If the long-form birth certificate were released, with its unequivocal identification of Hawaii as Obama's place of birth, the cycle would almost certainly continue. Rush Limbaugh already suggested that Obama's trip to Hawaii to see his ailing grandmother, who died not long after, was somehow connected to the controversy. Others, like Michael Savage, followed Limbaugh's lead, saying Obama was going to Hawaii to alter the record.

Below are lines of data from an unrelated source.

PR #317, opened 2026-02-22
Add daemon activity log for operational visibility

wesm:
## Summary

- Add structured `ActivityLog` (JSONL file + 500-entry in-memory ring buffer) capturing routine daemon events: start/stop, zombie cleanup, job enqueue/start/complete/fail, and config reloads
- Expose recent entries via `GET /api/activity` with configurable limit
- Deep-copy details maps to prevent shared mutable state; guard against negative `RecentN` input; truncate log file at 5MB on open to prevent unbounded growth

## Test plan

- [x] `go build ./...` passes
- [x] `go vet ./...` passes
- [x] `go test ./...` passes (all existing + new tests)
- [x] New unit tests for ActivityLog: write/recent ordering, ring buffer eviction, JSONL file format, details deep-copy, negative RecentN, file truncation
- [x] New handler tests for `/api/activity`: method restriction, default/custom/clamped/invalid limits, nil log
- [ ] Manual: start daemon, submit a review, verify `~/.roborev/activity.log` contains `daemon.started` and `job.enqueued` entries
- [ ] Manual: `curl http://127.0.0.1:7373/api/activity` returns recent entries

### DIFF
--- a/internal/daemon/activitylog.go
+++ b/internal/daemon/activitylog.go
@@ -157,8 +157,8 @@ const rotateCheckInterval = 1000
 
 // maybeRotate checks the log file size every rotateCheckInterval
 // writes and truncates it to zero if over maxActivityLogSize. Must
-// be called with a.mu held. Truncates in-place to avoid
-// close/reopen failure modes.
+// be called with a.mu held. Closes and reopens the file because
+// Windows does not allow Truncate on an O_APPEND handle.
 func (a *ActivityLog) maybeRotate() {
 	a.writeCount++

Not surprisingly, almost all of the people who've been most prominent in pushing this story have a history of conspiracist thought. There's Jerome Corsi, who's best known as the co-author of the book that launched the Swift boat vets; he's a chief proponent of the claim that the government is secretly planning to form a "North American Union" with Canada and Mexico. Philip Berg, who filed the lawsuit that had until now drawn the most public attention, is a 9/11 Truther. Andy Martin, who's credited with starting the myth that Obama is a Muslim and has been intimately involved in the birth certificate mess as well, was denied admission to the Illinois bar because of a psychiatric evaluation that showed he had "moderately severe character defect manifested by well-documented ideation with a paranoid flavor and a grandiose character." He also has a long history of anti-Semitism. Robert Schulz, who's responsible for the ads in the Tribune, is a fairly notorious tax protester. In 2007, a federal judge ordered Schulz to shutter his Web site because he and his organization were, in the words of the Justice Department's Tax Division, using the site to promote "a nationwide tax-fraud scheme."

We could be dealing with the repercussions of the tangled web these people have woven for years after Obama is inaugurated. We already have some hints of what's to come. Gary Kreep, who heads the United States Justice Foundation and is representing Alan Keyes in one of the lawsuits over the president-elect's eligibility, has said his group will file suit to challenge each and every one of Obama's actions as president.

He may well inspire others. There are a surprising number of people out there -- tax protesters, for instance -- who rely on similarly creative legal thinking based on conspiracy theories for their defense. So don't be too surprised if, sometime after Jan. 20, defendants in federal trials suddenly claim they can't be prosecuted. If Obama isn't really president, then laws he signs have no effect, Department of Justice prosecutors have no authority and judges he appoints aren't legally judges. Anyone who tells you otherwise is just part of the conspiracy.


By Alex Koppelman

Alex Koppelman is a staff writer for Salon.